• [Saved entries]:
========

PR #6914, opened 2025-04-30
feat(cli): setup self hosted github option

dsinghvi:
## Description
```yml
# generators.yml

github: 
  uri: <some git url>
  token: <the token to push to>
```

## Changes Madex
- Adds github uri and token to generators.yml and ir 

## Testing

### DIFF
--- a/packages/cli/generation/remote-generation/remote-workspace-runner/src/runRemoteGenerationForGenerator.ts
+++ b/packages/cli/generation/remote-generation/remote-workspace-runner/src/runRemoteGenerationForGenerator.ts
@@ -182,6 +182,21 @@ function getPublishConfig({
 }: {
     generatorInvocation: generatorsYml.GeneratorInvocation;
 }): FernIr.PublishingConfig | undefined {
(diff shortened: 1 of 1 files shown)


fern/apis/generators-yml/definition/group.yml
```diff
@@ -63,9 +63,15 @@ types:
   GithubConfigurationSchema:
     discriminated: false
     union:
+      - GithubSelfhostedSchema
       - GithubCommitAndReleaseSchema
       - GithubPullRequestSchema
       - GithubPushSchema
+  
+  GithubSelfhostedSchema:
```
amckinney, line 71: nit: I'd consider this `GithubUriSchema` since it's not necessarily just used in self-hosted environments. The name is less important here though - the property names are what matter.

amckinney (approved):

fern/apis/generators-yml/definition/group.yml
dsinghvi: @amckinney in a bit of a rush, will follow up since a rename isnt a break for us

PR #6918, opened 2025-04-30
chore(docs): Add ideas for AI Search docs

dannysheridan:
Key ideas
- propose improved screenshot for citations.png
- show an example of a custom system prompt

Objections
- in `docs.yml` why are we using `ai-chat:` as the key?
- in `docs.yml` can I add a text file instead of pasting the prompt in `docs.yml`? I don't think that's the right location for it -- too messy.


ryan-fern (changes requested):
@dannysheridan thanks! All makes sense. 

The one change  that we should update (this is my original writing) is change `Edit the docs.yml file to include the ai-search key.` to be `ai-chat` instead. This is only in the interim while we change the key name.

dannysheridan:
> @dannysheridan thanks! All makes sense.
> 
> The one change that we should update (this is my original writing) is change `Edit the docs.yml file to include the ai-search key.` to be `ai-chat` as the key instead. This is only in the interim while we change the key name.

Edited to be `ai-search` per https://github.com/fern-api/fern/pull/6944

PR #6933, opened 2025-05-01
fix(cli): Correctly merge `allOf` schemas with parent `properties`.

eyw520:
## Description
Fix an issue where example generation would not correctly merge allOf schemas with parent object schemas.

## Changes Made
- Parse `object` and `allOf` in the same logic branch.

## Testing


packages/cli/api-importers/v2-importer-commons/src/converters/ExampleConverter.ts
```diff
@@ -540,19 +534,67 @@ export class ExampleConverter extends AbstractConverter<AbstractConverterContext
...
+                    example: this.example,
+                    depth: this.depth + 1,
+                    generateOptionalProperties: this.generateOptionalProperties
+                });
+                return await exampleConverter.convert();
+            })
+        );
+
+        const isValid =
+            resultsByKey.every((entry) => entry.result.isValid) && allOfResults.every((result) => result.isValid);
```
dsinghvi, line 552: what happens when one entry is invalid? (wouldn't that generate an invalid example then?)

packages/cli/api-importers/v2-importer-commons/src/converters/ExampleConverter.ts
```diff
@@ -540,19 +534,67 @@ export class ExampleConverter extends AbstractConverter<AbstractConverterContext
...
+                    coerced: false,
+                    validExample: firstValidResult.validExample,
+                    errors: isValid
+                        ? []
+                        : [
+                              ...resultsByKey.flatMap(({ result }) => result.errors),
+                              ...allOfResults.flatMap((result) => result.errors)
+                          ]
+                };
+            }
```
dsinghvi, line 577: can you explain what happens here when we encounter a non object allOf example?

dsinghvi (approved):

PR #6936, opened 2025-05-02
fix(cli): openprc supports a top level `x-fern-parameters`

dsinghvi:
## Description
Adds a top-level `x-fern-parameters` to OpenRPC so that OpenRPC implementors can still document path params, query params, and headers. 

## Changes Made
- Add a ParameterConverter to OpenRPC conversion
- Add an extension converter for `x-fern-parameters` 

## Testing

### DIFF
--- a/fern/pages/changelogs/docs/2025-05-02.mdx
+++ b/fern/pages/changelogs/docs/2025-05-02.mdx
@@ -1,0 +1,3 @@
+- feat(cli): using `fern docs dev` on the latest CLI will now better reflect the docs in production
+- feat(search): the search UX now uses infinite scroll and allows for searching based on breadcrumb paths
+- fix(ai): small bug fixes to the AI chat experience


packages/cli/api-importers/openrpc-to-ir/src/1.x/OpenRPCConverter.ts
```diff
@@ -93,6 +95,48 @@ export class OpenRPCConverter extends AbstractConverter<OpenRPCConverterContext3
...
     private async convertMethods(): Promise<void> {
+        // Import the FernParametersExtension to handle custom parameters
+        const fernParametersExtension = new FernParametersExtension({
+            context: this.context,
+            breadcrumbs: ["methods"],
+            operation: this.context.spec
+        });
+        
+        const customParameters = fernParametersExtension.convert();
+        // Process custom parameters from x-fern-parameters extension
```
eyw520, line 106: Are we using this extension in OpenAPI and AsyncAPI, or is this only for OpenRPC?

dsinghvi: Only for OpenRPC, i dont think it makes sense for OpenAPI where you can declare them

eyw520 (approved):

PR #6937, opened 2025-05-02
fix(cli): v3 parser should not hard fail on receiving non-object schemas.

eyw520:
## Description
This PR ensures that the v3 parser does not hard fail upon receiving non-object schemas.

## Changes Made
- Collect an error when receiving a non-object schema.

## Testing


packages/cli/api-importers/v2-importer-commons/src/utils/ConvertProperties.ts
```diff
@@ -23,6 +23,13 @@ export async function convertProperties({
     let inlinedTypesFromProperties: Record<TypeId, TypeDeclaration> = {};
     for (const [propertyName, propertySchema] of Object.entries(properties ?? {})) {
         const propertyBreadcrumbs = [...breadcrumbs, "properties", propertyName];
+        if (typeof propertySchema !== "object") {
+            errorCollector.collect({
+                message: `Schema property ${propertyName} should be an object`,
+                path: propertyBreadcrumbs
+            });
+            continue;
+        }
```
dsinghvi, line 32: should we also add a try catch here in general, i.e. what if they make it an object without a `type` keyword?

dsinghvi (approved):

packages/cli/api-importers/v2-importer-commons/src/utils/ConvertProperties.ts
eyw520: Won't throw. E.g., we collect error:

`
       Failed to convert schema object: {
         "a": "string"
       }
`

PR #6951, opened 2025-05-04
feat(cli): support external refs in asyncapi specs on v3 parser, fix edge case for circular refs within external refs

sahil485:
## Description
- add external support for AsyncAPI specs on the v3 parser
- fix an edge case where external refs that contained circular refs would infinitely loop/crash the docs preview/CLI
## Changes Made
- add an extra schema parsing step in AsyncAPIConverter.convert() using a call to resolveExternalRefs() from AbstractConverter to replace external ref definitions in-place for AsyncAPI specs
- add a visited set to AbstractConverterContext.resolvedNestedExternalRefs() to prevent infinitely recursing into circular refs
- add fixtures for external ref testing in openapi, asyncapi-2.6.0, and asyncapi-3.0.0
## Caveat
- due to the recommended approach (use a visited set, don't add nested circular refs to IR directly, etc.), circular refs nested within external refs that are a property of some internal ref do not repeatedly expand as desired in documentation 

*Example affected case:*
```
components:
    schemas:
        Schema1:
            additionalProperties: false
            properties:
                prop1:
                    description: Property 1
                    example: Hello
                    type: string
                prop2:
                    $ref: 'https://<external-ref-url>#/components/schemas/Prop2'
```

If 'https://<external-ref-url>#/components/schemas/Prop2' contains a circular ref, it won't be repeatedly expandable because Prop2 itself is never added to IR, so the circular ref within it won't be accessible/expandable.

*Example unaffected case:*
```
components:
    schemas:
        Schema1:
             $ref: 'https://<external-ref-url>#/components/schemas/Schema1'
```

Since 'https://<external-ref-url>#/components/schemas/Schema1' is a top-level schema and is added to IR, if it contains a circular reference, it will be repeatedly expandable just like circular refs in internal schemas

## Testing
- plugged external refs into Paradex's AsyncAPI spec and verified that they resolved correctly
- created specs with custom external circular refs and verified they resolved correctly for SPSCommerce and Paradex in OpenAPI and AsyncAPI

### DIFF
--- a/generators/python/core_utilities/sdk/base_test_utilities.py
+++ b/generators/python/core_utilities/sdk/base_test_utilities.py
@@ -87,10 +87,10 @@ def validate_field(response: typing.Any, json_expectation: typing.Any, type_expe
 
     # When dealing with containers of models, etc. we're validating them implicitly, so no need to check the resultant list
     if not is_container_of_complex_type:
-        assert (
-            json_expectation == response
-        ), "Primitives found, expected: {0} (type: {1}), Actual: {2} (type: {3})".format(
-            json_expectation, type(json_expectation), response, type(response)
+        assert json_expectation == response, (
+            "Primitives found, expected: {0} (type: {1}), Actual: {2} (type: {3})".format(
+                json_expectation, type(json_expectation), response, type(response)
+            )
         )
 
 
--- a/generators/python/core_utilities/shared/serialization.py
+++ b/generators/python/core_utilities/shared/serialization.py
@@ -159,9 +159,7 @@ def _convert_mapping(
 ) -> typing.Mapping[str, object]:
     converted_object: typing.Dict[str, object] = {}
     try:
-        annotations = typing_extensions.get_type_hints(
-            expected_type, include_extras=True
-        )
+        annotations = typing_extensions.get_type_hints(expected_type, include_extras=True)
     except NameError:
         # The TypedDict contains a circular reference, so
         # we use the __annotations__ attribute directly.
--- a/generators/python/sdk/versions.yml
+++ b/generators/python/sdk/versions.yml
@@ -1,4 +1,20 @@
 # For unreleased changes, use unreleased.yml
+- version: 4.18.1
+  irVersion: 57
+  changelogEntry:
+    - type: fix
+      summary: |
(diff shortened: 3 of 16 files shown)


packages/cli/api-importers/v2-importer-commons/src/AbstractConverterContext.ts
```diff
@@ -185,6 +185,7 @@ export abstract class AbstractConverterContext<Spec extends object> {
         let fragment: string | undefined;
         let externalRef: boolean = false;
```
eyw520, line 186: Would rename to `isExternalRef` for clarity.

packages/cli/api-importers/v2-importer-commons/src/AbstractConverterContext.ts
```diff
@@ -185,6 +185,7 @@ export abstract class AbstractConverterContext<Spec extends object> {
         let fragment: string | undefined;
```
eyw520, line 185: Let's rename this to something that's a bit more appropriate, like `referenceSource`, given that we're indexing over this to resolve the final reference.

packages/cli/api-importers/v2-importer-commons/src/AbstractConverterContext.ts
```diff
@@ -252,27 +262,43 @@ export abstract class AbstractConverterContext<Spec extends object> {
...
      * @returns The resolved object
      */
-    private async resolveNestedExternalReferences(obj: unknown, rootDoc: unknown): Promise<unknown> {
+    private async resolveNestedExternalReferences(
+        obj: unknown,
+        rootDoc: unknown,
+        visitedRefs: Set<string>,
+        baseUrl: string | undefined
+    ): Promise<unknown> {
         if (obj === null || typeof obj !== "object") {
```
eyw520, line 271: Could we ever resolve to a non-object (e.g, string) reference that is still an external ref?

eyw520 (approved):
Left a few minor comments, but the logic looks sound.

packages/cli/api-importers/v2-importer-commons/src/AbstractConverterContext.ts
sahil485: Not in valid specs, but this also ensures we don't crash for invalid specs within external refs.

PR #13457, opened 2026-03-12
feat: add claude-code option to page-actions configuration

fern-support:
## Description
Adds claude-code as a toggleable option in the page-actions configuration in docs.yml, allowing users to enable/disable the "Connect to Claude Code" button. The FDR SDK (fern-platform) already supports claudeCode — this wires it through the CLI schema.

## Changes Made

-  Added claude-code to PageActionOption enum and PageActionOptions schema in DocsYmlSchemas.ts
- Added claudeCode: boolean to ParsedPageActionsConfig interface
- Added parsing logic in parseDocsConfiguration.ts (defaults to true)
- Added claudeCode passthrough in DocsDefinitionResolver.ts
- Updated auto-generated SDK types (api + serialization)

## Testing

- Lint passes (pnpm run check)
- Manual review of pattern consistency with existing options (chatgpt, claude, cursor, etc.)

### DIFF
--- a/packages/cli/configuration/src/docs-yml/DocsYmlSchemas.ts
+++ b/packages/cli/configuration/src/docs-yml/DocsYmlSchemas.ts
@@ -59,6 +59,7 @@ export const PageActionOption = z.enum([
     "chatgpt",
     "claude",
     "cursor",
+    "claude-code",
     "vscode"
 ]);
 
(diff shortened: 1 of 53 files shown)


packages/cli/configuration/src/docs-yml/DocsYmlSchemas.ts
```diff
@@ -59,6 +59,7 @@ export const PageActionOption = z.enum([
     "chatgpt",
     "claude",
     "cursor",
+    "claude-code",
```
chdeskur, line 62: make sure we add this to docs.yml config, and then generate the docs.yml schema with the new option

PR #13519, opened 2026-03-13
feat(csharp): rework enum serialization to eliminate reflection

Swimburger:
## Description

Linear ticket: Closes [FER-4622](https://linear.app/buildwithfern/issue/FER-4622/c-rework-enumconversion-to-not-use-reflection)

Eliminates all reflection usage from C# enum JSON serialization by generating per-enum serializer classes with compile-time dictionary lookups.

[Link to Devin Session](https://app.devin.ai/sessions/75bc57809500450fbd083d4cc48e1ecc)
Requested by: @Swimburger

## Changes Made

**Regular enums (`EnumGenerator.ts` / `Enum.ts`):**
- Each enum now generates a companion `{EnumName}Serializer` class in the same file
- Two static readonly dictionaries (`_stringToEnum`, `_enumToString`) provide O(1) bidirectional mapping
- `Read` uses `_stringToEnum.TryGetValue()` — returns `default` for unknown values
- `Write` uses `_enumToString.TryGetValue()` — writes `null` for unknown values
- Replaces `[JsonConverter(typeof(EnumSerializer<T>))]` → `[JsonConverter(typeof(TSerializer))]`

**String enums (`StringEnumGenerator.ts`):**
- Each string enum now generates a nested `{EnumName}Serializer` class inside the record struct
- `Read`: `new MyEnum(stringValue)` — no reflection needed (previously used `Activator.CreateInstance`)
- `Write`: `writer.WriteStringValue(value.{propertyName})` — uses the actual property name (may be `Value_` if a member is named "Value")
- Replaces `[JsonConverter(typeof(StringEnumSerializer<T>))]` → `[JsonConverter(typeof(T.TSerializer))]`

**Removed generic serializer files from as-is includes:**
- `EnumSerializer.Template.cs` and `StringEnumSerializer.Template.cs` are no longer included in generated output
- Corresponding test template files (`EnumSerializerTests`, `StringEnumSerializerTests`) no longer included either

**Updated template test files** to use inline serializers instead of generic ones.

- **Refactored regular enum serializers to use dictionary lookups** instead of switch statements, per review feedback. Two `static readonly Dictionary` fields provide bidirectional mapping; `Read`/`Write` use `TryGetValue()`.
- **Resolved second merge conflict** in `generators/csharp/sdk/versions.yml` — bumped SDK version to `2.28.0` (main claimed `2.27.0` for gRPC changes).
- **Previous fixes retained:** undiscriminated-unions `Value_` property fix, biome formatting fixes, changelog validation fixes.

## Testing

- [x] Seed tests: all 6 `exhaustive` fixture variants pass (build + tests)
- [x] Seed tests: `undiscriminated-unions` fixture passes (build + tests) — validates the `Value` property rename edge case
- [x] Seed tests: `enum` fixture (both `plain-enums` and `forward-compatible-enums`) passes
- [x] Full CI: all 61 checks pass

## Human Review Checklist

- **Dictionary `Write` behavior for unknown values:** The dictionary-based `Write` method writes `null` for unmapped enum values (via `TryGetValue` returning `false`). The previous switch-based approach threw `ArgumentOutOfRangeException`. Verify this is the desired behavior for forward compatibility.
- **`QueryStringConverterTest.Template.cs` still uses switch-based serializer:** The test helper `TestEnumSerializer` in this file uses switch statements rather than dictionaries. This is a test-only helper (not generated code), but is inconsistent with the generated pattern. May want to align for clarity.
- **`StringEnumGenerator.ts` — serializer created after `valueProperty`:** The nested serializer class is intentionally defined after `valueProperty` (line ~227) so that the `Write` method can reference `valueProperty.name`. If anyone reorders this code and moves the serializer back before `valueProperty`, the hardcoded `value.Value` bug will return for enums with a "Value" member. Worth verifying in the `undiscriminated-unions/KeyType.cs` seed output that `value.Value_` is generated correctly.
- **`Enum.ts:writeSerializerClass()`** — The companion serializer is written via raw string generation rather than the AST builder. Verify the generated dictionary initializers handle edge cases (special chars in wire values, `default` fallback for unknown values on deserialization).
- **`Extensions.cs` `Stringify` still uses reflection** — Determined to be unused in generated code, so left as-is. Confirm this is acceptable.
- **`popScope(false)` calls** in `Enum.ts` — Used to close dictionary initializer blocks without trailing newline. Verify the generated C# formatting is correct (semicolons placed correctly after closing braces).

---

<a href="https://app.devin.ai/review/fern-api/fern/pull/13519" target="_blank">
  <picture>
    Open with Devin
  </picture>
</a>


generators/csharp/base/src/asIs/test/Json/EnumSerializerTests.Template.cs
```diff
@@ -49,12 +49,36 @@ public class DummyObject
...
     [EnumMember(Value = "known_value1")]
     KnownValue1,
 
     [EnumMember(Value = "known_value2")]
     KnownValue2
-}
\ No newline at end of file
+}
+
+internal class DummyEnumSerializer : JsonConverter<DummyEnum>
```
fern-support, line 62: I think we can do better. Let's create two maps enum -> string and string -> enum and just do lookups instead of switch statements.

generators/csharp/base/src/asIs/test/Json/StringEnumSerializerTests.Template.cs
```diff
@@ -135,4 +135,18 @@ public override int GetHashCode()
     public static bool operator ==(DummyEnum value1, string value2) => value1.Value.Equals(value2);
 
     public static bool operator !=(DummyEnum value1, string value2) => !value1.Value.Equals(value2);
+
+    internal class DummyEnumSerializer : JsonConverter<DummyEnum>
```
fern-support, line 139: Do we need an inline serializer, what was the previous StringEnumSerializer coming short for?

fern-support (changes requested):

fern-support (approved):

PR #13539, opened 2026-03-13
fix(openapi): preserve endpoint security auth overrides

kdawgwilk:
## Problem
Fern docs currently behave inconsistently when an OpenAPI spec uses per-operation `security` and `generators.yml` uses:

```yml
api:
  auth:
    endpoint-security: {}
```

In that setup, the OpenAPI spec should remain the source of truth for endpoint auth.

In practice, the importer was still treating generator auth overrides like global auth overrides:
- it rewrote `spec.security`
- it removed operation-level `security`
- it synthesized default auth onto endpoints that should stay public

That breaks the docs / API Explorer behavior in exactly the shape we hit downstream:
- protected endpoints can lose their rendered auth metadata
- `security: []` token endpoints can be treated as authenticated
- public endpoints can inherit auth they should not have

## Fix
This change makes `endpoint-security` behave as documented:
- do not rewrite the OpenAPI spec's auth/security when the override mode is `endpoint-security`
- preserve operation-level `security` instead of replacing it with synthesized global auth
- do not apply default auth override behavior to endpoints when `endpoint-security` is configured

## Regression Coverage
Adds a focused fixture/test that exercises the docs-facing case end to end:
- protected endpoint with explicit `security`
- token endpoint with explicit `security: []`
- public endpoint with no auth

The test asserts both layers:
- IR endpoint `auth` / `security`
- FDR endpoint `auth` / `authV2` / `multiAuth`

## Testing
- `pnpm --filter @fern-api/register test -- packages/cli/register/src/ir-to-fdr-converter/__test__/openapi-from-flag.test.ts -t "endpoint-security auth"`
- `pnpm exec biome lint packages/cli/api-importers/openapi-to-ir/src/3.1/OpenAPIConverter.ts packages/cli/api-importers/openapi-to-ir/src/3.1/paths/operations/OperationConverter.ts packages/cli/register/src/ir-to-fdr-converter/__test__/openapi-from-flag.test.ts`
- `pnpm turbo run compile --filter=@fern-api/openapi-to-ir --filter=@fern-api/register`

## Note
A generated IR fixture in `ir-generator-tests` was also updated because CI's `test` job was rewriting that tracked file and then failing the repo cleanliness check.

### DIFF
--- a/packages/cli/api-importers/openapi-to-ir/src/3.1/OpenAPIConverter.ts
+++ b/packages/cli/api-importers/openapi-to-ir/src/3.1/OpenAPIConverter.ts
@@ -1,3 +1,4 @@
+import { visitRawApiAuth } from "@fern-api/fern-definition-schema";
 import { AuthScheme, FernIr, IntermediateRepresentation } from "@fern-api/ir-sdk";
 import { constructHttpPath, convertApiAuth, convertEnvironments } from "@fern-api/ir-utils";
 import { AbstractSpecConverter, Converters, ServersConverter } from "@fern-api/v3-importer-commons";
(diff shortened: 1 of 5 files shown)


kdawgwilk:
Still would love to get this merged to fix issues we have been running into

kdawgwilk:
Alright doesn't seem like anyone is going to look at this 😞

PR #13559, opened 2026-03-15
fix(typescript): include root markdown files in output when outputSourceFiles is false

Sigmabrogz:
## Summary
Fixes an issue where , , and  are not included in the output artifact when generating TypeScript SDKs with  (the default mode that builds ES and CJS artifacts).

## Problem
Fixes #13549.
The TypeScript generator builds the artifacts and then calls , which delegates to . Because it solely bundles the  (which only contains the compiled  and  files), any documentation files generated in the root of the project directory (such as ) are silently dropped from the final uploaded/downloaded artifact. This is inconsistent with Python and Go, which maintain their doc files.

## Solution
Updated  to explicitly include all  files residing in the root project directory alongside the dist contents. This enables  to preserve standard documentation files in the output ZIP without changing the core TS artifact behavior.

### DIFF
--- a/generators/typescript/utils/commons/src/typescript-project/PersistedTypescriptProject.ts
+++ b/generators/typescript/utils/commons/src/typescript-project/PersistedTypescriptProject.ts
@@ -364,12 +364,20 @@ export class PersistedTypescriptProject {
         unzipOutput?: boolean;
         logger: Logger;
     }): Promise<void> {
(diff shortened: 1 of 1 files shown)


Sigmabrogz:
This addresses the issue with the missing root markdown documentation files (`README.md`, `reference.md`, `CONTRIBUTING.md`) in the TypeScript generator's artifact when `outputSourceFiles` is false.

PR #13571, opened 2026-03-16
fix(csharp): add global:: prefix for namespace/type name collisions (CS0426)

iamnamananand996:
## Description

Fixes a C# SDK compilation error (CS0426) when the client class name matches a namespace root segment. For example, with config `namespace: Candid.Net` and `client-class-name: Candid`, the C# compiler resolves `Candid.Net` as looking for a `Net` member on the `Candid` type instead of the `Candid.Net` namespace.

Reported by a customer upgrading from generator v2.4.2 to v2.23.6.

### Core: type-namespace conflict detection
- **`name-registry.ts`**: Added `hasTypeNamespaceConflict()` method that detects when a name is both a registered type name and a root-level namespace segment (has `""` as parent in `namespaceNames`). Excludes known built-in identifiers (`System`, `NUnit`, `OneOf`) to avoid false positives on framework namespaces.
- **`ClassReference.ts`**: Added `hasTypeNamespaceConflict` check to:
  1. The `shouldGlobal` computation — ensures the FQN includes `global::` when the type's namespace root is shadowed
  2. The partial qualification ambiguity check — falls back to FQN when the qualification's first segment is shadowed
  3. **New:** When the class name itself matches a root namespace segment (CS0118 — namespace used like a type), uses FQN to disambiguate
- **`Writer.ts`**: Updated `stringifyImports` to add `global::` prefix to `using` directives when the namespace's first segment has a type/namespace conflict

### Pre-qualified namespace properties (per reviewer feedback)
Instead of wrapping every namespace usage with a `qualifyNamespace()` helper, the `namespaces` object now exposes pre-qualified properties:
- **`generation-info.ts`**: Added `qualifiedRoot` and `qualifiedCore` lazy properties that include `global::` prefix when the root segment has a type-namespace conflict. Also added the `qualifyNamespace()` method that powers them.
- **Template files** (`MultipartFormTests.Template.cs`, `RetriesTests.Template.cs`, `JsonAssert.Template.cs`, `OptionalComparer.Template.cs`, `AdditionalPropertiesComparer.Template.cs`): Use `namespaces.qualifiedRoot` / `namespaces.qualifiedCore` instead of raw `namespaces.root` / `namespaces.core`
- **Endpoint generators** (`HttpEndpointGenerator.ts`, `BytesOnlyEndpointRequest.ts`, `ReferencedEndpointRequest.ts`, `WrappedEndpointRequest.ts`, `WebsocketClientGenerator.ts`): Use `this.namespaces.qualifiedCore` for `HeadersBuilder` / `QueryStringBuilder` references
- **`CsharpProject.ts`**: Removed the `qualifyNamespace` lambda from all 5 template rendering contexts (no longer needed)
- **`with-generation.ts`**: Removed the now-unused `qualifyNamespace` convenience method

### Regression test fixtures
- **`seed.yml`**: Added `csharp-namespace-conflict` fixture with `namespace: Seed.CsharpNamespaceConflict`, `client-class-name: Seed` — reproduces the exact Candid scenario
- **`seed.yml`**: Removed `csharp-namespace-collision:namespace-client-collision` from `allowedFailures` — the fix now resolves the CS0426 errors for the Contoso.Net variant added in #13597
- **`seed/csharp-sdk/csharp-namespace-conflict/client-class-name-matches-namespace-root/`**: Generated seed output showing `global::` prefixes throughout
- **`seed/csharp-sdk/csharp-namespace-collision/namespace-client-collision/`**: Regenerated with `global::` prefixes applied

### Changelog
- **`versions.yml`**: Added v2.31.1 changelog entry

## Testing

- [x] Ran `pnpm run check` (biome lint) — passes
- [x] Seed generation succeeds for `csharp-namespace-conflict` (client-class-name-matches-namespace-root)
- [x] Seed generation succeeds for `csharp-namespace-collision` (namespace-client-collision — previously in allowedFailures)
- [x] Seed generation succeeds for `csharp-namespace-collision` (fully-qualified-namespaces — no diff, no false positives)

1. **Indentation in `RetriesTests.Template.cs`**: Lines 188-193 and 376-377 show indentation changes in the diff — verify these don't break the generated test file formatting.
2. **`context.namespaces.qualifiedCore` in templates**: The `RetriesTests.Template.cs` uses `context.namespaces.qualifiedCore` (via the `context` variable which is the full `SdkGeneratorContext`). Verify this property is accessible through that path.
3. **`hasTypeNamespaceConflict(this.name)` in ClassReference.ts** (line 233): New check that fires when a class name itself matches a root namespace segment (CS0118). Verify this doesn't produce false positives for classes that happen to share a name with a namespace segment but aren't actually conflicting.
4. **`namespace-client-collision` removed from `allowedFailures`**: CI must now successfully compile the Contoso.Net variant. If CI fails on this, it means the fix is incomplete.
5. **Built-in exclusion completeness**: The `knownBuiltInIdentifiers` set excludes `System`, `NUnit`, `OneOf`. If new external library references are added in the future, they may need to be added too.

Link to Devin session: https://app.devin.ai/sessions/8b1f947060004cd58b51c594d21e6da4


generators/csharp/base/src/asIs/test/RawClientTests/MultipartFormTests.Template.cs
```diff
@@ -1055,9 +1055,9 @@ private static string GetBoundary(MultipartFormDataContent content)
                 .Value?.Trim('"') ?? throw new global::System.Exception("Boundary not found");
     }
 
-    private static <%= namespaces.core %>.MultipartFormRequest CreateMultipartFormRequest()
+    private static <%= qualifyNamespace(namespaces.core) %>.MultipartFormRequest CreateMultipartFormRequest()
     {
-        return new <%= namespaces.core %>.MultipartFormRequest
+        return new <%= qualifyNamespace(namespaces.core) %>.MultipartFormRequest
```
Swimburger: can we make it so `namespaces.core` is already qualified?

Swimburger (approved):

========

• [Work order]:
Starting at the line above that holds "## Human Review Checklist" and ending at the line that holds "for forward compatibility.", transcribe each line exactly and include no other lines.

• [Solution]:
## Human Review Checklist

- **Dictionary `Write` behavior for unknown values:** The dictionary-based `Write` method writes `null` for unmapped enum values (via `TryGetValue` returning `false`). The previous switch-based approach threw `ArgumentOutOfRangeException`. Verify this is the desired behavior for forward compatibility.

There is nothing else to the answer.